PROMPT:
Report every line from the material that contains the word "into".
[Opening EXERCISE MATERIAL section]
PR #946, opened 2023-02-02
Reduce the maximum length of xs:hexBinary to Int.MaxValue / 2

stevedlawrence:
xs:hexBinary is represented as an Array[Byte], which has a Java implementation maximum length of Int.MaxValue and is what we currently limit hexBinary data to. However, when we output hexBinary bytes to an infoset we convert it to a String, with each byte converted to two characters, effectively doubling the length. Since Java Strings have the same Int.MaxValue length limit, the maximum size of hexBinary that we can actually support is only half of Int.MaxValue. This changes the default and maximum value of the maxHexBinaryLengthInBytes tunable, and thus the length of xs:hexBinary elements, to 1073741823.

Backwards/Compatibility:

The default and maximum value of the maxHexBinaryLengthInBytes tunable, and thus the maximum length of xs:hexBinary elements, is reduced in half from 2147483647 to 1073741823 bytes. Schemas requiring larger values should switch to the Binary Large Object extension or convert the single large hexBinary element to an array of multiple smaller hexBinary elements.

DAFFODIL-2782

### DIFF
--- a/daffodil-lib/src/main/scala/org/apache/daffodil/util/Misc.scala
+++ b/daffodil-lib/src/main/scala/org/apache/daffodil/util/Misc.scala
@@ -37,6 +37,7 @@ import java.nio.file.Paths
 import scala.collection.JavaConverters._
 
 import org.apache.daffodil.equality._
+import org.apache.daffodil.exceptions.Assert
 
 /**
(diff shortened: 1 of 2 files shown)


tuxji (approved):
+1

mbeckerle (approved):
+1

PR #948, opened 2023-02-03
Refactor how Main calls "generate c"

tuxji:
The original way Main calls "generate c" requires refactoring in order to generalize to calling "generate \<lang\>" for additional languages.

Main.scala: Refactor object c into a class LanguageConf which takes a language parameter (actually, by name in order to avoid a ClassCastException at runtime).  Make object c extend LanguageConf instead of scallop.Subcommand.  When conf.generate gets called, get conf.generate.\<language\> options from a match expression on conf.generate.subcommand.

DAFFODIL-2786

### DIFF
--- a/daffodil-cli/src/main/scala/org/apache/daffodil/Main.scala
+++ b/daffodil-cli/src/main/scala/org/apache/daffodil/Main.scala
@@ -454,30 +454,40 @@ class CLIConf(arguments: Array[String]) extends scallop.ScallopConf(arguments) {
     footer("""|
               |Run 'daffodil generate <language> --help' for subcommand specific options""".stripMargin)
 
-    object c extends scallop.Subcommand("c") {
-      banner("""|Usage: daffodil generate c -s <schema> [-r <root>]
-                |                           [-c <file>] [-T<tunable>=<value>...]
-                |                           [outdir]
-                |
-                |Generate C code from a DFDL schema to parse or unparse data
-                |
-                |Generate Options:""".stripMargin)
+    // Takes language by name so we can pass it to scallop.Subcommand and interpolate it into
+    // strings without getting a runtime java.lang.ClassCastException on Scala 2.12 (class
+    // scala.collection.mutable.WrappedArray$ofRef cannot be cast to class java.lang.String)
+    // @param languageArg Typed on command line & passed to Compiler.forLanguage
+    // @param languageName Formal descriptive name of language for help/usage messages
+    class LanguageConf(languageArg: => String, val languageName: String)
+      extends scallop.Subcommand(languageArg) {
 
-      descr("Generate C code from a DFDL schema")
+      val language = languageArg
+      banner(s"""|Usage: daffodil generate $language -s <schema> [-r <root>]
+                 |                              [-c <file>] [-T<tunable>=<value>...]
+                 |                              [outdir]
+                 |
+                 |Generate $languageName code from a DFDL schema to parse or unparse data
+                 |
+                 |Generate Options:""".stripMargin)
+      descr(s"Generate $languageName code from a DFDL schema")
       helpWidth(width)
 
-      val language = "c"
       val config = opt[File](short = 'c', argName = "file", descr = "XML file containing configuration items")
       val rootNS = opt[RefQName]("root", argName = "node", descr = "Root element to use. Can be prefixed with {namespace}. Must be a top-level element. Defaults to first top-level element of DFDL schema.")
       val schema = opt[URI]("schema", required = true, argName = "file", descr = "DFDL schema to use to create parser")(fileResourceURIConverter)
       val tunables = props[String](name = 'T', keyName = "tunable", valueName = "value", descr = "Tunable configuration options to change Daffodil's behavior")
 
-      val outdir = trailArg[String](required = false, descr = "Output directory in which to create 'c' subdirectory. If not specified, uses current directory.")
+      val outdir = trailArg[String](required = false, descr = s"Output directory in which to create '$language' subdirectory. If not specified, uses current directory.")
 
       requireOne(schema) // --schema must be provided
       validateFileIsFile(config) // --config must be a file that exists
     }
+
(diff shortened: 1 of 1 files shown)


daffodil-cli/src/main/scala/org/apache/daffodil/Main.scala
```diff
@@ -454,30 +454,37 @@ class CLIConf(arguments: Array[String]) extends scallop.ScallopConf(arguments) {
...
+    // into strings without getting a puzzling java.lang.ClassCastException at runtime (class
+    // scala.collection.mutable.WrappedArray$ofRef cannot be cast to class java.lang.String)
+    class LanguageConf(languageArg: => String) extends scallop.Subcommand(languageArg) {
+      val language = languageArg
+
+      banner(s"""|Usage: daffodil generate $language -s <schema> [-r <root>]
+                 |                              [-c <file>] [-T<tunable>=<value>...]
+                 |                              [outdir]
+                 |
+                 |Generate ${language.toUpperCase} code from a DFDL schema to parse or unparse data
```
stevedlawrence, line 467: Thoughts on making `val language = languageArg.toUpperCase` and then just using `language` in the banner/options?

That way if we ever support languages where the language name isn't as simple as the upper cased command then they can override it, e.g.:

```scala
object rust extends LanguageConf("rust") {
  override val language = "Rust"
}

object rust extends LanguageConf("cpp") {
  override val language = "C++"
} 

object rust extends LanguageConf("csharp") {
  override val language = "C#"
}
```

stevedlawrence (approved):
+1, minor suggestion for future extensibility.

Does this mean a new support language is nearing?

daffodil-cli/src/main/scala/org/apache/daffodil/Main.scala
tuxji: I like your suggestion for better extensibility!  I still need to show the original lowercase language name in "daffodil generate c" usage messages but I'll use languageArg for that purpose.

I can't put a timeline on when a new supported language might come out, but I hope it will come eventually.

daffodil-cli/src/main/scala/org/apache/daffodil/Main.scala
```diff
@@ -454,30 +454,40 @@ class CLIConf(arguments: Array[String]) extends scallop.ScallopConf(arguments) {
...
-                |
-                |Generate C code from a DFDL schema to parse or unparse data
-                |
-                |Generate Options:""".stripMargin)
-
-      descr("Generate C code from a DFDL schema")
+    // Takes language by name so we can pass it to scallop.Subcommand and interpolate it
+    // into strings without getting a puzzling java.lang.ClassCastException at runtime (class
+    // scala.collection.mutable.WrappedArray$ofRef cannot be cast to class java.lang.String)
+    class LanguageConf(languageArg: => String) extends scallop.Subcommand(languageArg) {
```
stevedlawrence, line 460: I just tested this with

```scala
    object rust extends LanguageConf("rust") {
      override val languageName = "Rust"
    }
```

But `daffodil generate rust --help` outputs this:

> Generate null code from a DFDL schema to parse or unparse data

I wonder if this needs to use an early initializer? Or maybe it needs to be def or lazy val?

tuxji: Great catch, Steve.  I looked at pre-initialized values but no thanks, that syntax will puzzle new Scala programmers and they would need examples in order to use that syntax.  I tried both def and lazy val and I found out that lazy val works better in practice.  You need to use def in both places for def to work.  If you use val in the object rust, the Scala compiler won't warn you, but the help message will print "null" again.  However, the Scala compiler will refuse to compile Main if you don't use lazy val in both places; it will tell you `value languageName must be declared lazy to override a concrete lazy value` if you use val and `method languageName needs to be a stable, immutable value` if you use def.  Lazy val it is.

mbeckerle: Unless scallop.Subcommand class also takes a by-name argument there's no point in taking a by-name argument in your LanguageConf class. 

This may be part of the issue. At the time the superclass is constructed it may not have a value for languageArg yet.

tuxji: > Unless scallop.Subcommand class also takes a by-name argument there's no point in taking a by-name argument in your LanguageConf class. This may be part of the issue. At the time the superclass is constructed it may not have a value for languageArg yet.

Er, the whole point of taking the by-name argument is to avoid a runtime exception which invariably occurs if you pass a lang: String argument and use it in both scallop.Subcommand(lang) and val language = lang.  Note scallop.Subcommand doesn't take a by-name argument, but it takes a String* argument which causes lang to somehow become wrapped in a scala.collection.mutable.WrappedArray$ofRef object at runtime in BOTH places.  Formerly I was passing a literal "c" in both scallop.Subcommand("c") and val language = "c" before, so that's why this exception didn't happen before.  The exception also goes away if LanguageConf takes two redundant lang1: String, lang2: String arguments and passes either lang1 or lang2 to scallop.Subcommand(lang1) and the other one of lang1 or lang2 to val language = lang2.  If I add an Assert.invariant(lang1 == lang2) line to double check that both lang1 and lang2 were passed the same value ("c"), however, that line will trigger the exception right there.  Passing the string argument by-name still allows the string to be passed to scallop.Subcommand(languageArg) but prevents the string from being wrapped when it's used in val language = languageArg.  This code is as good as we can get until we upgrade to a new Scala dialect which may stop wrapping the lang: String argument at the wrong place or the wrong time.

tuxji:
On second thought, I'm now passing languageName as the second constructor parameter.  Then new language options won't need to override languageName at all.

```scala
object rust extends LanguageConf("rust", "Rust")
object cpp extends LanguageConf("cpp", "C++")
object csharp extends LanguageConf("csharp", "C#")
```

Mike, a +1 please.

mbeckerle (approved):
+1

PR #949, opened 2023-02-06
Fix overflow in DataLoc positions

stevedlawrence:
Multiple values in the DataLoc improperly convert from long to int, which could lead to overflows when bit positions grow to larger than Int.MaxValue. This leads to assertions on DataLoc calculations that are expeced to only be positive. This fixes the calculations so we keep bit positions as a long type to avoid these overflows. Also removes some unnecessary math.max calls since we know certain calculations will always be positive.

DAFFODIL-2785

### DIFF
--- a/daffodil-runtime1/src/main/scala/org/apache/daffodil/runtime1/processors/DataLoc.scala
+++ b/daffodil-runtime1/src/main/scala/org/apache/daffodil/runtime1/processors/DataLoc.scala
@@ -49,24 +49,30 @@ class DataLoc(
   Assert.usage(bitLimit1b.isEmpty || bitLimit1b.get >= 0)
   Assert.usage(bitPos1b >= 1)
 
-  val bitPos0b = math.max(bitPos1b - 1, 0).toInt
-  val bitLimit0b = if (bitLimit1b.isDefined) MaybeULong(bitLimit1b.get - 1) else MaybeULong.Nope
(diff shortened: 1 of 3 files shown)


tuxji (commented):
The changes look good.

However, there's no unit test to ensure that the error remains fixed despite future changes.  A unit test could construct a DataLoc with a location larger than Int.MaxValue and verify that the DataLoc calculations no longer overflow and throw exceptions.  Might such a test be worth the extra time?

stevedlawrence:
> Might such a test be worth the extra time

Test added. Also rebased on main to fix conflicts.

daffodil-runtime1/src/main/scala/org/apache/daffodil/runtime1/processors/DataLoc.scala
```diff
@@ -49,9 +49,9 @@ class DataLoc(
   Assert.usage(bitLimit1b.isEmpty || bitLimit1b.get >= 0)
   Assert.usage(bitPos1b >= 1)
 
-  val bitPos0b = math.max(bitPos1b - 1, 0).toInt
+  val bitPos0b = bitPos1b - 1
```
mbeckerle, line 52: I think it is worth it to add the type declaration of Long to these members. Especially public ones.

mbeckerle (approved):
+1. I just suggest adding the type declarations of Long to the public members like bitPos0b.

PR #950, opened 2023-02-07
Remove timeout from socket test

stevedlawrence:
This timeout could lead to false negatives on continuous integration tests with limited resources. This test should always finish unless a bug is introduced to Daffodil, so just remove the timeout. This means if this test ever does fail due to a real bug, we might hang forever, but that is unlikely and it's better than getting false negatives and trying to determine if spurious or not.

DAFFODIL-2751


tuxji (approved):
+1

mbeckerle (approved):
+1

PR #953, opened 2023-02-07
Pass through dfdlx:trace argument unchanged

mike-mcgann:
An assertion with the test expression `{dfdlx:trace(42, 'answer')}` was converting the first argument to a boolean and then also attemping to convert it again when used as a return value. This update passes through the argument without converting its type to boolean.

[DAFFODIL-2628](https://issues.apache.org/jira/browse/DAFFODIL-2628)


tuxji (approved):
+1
[Closing EXERCISE MATERIAL section]
SOLVED EXERCISE:
Main.scala: Refactor object c into a class LanguageConf which takes a language parameter (actually, by name in order to avoid a ClassCastException at runtime).  Make object c extend LanguageConf instead of scallop.Subcommand.  When conf.generate gets called, get conf.generate.\<language\> options from a match expression on conf.generate.subcommand.
+    // Takes language by name so we can pass it to scallop.Subcommand and interpolate it into
+    // into strings without getting a puzzling java.lang.ClassCastException at runtime (class
+    // into strings without getting a puzzling java.lang.ClassCastException at runtime (class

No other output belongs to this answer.